TASK INSTRUCTIONS
Every line holding the string "afterEach" should be copied from the listing.
________________________________________
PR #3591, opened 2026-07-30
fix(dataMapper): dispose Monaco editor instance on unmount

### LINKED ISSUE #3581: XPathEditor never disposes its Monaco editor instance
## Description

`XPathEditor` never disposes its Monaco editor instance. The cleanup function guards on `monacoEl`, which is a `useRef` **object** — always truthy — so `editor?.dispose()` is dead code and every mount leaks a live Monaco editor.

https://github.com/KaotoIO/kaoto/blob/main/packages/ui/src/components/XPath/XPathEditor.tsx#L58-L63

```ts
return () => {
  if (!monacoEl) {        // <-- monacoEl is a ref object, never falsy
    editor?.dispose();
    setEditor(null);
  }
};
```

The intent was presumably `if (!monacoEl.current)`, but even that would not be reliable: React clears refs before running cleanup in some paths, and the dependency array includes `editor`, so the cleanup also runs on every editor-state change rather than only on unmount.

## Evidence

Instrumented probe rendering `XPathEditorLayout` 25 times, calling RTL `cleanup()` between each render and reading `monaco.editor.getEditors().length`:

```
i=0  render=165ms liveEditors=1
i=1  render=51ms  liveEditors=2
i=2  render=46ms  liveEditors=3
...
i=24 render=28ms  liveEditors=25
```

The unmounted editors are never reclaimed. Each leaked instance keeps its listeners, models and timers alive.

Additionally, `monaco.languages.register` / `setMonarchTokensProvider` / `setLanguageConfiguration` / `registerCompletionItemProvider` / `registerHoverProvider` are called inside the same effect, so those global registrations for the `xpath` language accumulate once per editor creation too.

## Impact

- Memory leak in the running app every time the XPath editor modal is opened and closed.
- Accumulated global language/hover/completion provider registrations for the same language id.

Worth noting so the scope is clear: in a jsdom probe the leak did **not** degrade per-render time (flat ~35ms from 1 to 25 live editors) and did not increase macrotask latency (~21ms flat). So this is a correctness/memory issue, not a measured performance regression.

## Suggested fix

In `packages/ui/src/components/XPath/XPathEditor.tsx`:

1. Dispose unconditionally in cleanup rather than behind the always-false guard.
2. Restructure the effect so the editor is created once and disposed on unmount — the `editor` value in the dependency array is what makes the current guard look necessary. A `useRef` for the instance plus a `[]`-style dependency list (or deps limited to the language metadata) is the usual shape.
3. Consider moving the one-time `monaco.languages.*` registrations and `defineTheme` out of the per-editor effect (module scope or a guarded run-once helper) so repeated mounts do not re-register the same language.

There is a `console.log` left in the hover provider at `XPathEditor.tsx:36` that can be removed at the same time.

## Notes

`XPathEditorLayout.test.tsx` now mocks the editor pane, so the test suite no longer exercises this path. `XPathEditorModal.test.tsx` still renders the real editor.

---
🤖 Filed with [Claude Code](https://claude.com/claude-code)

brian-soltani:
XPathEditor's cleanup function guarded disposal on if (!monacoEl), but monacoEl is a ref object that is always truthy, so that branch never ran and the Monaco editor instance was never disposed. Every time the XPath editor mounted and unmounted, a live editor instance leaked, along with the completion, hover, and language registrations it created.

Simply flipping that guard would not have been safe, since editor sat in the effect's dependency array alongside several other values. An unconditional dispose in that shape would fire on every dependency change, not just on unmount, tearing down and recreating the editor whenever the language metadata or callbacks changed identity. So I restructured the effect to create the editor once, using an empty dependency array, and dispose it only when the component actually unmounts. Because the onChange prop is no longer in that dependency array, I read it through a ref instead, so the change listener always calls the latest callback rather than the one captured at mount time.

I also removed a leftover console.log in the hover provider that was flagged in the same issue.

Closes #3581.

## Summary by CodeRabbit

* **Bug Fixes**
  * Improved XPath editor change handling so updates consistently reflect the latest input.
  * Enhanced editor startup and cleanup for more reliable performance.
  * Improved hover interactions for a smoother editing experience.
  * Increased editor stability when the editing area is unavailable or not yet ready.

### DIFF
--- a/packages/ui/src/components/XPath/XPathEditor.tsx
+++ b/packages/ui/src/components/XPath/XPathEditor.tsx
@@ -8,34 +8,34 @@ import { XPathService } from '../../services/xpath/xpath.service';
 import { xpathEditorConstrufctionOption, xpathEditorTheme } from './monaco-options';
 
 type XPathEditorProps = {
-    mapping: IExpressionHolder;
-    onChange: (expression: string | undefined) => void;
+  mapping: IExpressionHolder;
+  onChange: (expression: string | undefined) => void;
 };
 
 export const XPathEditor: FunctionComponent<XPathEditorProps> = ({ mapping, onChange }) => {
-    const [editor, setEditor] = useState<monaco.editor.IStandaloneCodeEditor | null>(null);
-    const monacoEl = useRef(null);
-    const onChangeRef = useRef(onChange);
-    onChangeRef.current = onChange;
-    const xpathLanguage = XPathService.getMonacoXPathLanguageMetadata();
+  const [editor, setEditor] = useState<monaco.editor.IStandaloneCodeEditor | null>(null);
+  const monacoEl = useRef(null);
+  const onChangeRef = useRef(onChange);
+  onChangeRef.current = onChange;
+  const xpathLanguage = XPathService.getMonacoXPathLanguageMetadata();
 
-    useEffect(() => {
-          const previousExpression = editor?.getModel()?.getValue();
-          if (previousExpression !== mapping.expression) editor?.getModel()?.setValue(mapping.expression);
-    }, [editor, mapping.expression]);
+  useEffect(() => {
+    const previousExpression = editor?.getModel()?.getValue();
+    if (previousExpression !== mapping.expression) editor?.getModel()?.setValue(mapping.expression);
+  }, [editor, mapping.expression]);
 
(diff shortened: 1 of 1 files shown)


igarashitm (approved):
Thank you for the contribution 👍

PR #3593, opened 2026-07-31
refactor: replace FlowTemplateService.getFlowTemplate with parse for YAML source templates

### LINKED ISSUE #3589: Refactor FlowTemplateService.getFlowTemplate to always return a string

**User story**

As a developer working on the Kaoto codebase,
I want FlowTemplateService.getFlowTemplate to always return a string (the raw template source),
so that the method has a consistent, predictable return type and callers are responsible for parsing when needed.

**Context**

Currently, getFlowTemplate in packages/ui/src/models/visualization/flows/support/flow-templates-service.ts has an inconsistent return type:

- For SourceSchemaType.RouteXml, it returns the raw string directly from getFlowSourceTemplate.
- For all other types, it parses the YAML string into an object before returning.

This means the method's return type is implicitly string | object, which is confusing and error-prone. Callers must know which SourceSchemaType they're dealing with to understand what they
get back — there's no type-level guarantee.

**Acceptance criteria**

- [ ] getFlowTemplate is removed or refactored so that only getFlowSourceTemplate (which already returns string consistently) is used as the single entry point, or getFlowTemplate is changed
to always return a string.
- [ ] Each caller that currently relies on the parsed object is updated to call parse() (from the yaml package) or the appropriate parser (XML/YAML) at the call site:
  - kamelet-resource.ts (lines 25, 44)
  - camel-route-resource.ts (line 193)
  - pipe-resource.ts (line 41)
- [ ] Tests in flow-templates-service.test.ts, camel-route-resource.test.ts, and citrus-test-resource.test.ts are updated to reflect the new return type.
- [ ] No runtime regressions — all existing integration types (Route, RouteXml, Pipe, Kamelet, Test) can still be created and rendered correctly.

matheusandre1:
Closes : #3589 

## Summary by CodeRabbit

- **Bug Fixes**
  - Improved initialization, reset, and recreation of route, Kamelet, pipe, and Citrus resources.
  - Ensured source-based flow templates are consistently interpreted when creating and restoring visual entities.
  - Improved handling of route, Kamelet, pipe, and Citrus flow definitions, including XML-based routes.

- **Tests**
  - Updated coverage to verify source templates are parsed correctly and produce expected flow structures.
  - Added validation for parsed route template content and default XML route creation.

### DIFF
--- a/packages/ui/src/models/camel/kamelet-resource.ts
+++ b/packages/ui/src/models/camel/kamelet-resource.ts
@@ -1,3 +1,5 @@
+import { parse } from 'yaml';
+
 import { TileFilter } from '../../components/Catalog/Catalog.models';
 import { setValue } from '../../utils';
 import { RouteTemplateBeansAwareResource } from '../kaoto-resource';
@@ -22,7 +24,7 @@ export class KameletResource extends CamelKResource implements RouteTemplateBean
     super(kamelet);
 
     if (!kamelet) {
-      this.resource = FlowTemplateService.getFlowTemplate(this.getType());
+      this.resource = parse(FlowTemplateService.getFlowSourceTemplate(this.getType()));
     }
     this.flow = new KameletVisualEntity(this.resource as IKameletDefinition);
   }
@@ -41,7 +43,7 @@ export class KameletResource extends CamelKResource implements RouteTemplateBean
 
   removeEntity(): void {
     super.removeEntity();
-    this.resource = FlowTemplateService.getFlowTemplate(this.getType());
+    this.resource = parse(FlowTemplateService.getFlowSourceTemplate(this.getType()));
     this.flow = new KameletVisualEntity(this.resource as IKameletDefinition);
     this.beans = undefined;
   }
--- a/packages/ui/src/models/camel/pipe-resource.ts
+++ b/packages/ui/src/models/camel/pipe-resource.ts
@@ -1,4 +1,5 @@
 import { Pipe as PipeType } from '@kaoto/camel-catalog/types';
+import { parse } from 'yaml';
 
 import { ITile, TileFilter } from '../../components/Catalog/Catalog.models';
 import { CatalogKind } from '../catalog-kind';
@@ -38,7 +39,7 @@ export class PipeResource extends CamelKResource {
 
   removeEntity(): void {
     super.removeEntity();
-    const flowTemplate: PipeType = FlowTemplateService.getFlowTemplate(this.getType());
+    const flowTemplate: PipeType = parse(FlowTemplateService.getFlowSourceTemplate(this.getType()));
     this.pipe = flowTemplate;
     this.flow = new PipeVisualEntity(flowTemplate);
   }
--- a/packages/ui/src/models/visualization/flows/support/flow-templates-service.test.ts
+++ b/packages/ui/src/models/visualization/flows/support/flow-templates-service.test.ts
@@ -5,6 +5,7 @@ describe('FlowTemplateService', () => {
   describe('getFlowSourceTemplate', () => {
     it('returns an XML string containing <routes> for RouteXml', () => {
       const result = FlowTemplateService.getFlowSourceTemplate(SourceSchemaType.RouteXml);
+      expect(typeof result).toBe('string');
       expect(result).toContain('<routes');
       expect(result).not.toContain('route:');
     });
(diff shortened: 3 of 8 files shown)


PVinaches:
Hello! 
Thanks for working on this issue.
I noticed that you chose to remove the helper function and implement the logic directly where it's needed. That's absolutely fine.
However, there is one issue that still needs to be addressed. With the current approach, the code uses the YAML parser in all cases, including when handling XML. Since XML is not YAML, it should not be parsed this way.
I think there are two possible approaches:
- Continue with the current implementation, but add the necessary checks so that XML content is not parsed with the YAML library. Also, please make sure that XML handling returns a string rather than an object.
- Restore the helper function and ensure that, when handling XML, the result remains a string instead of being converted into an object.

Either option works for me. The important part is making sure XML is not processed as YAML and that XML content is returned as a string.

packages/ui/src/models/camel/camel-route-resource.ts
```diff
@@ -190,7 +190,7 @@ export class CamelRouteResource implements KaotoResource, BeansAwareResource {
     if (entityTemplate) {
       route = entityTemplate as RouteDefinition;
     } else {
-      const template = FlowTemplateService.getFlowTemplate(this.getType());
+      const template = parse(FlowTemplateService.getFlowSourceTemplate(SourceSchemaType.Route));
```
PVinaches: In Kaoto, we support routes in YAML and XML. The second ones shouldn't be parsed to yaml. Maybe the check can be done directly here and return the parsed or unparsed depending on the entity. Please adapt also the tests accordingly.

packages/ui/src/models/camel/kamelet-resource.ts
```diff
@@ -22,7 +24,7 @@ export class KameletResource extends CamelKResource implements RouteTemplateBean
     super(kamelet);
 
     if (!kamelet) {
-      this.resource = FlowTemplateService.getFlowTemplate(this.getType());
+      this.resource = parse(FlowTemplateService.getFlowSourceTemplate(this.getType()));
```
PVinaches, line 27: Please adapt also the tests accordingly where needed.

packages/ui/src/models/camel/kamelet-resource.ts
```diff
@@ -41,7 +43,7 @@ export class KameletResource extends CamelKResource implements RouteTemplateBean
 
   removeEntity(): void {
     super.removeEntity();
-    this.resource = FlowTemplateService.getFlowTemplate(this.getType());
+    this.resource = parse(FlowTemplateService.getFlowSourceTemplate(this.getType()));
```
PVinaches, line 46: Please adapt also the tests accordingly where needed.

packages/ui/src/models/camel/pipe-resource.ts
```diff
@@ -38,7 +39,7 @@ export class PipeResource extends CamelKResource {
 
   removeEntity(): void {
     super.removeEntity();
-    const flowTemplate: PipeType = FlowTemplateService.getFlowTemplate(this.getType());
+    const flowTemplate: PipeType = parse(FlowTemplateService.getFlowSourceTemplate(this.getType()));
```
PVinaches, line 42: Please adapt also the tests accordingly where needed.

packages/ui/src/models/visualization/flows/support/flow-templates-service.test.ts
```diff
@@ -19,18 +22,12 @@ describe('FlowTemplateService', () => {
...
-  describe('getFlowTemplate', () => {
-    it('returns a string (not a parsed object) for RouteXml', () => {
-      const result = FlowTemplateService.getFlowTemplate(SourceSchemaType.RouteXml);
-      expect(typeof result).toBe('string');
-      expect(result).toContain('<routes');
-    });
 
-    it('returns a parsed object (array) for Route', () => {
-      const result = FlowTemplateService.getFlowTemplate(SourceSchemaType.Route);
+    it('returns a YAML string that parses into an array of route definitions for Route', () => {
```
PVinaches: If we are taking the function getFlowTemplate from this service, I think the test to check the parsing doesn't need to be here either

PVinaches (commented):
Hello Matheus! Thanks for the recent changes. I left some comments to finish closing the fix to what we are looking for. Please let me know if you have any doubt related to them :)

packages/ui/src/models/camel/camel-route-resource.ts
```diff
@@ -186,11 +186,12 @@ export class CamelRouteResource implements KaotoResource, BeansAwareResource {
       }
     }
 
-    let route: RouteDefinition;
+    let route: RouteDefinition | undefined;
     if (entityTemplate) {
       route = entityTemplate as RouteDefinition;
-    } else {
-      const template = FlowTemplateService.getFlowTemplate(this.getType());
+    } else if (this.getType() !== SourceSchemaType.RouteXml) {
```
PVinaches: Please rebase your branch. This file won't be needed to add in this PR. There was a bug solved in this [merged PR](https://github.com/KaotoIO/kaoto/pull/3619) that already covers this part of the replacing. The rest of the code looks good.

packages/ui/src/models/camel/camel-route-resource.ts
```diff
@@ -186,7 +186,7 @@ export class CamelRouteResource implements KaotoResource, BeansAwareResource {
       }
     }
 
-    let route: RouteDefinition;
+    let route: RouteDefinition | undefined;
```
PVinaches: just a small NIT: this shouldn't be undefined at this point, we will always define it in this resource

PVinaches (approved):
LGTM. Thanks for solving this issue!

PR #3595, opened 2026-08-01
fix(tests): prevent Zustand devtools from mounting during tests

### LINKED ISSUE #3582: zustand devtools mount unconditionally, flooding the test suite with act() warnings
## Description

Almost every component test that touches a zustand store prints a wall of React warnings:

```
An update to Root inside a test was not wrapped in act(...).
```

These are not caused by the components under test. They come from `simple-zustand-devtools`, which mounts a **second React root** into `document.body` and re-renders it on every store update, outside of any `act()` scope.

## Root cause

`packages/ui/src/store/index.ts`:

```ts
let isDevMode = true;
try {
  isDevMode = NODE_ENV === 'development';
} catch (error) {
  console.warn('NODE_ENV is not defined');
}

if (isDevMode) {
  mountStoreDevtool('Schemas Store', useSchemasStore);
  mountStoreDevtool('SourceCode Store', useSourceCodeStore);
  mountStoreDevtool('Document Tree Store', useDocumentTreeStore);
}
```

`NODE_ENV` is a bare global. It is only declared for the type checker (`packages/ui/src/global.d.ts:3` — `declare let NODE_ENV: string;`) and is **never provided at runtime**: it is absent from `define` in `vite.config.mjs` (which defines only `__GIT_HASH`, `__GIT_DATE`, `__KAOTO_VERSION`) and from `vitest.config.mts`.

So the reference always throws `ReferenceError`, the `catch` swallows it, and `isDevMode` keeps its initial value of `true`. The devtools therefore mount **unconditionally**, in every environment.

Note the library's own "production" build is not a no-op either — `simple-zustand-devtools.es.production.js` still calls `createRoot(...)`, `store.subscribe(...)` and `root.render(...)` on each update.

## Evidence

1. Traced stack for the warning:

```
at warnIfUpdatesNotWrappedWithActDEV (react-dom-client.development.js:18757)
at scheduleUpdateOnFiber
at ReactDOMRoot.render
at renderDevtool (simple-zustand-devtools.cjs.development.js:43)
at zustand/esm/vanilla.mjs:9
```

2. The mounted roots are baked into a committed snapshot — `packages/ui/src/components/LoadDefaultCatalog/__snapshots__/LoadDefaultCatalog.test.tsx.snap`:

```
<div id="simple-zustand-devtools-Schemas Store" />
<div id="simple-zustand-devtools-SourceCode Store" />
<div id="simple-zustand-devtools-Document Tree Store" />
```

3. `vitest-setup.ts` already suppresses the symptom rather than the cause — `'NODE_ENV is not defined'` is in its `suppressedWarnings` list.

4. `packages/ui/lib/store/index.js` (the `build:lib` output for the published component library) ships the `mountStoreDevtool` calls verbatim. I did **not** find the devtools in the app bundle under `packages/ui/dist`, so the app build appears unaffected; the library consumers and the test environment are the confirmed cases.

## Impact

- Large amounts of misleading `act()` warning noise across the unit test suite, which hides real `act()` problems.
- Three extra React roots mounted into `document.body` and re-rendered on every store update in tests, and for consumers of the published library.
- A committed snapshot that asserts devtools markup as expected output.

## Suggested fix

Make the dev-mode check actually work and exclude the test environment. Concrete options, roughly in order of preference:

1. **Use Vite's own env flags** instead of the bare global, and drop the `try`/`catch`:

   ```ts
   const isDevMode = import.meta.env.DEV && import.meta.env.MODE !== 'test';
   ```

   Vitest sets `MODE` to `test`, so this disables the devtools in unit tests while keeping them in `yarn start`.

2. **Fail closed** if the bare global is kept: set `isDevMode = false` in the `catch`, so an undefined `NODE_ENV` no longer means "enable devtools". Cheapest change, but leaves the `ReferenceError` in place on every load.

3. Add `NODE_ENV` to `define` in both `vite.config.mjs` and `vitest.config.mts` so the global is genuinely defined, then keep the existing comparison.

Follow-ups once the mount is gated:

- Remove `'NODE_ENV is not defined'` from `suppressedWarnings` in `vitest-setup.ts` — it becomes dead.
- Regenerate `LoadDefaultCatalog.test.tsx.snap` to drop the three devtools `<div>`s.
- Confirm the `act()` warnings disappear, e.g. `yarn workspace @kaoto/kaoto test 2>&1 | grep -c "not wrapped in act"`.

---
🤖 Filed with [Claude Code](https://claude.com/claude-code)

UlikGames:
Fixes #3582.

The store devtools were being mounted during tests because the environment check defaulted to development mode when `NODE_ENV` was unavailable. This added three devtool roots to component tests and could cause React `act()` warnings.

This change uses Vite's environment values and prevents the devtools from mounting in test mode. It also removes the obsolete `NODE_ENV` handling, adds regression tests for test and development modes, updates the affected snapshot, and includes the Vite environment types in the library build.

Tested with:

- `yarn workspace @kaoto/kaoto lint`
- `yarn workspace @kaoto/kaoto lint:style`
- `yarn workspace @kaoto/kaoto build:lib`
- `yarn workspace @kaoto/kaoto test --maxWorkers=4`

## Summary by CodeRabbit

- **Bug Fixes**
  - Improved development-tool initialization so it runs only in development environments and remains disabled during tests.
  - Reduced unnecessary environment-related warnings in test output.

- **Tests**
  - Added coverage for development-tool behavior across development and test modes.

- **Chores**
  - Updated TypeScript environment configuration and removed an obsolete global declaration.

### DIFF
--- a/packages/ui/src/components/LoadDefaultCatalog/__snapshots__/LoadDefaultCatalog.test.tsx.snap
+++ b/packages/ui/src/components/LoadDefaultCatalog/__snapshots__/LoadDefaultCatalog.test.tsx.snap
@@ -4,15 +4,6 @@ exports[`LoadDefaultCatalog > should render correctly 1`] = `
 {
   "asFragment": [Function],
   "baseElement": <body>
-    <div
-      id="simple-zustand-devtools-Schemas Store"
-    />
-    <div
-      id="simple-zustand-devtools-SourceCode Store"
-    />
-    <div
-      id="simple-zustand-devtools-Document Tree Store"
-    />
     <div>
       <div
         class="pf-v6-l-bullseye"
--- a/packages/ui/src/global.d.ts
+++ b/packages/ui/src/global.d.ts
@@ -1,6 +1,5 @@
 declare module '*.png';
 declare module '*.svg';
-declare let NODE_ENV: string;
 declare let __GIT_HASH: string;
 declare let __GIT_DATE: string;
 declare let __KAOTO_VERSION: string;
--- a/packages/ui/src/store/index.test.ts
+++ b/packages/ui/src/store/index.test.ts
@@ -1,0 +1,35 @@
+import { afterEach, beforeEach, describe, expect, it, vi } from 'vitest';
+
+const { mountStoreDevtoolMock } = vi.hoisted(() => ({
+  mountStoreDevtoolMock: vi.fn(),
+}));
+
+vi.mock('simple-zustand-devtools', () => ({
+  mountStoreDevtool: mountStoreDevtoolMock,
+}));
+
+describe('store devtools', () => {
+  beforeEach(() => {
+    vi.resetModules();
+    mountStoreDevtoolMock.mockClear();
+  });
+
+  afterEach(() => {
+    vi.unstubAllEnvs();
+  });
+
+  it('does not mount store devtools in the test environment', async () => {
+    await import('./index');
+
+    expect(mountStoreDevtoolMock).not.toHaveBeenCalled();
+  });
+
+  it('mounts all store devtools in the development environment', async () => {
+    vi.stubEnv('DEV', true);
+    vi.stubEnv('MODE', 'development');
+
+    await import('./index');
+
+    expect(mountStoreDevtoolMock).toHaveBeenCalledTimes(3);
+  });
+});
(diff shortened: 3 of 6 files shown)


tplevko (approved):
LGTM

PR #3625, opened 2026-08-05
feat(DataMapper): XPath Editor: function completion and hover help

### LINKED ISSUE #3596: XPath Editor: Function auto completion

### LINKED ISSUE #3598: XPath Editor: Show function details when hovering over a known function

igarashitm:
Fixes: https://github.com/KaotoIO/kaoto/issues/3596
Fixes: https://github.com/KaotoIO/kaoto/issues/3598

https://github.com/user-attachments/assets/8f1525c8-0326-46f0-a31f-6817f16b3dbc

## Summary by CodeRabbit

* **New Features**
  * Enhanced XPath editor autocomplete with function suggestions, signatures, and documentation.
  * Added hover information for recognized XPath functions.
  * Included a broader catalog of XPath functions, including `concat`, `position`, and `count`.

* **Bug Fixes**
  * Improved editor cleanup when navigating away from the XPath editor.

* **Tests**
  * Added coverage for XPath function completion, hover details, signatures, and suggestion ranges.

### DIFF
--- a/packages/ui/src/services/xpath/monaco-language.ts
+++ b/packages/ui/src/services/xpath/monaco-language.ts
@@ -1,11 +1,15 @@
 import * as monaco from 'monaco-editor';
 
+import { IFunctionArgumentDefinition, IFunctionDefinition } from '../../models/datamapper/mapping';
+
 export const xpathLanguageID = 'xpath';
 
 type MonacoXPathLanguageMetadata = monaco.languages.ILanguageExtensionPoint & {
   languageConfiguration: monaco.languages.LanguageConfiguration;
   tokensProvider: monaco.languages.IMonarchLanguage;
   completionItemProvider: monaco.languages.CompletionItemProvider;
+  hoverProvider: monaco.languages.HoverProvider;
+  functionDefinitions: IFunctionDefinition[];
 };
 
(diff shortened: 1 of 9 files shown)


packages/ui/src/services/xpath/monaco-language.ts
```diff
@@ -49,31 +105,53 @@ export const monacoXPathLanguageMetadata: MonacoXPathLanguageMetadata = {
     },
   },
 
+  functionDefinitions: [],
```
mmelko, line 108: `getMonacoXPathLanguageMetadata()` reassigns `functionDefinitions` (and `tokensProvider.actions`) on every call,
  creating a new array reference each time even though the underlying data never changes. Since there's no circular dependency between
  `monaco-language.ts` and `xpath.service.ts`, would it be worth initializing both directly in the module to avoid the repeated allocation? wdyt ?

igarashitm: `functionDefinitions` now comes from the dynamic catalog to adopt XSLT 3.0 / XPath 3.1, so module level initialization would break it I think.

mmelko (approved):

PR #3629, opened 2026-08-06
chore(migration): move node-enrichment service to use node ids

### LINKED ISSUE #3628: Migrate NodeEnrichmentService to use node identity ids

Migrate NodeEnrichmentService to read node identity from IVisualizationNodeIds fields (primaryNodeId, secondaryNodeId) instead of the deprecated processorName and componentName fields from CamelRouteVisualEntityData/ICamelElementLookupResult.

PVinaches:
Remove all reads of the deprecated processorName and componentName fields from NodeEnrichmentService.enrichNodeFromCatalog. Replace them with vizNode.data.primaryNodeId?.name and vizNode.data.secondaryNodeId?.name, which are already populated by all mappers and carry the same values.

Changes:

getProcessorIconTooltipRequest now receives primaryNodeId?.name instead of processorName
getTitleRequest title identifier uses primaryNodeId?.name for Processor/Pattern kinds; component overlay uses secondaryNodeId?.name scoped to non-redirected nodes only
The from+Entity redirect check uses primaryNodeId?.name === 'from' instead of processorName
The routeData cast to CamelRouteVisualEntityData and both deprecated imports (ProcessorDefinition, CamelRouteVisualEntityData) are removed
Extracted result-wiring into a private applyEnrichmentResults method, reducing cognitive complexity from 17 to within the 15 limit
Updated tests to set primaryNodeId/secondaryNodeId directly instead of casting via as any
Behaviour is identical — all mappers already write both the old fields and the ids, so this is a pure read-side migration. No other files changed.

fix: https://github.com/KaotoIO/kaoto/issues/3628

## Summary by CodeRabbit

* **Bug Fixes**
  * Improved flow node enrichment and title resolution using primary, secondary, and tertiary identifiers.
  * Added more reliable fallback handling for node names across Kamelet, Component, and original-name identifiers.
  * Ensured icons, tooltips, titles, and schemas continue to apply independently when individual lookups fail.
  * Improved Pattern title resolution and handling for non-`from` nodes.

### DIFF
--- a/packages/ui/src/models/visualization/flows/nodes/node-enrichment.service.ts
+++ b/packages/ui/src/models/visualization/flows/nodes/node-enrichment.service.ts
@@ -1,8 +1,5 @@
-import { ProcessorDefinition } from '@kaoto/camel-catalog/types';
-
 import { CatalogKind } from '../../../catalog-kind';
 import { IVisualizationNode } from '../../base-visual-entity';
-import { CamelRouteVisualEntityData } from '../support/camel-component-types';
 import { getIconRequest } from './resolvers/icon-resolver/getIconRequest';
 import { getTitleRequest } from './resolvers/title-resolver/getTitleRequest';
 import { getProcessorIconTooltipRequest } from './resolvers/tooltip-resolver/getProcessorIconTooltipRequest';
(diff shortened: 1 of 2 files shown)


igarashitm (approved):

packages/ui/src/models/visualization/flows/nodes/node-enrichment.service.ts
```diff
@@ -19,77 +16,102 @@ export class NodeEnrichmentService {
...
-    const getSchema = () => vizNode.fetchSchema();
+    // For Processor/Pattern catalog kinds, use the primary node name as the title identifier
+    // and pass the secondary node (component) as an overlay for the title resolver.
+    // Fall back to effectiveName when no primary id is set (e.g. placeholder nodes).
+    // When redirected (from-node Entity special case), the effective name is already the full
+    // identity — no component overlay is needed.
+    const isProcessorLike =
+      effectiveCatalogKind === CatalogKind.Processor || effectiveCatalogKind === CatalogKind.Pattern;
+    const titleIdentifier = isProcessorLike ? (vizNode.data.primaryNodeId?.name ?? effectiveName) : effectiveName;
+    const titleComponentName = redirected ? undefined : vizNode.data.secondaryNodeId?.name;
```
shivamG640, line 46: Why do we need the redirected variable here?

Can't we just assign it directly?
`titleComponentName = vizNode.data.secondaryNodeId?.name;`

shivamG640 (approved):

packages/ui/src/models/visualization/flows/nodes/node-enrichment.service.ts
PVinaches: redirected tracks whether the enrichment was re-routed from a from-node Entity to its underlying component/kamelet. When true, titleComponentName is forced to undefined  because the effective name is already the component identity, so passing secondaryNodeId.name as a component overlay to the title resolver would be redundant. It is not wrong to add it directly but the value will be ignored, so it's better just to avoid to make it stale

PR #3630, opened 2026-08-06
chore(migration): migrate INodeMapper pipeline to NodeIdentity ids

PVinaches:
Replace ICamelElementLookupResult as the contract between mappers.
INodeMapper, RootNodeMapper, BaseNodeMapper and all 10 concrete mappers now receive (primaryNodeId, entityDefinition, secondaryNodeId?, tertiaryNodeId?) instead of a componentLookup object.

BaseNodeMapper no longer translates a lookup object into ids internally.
________________________________________
ANSWER SPACE
+import { afterEach, beforeEach, describe, expect, it, vi } from 'vitest';
+  afterEach(() => {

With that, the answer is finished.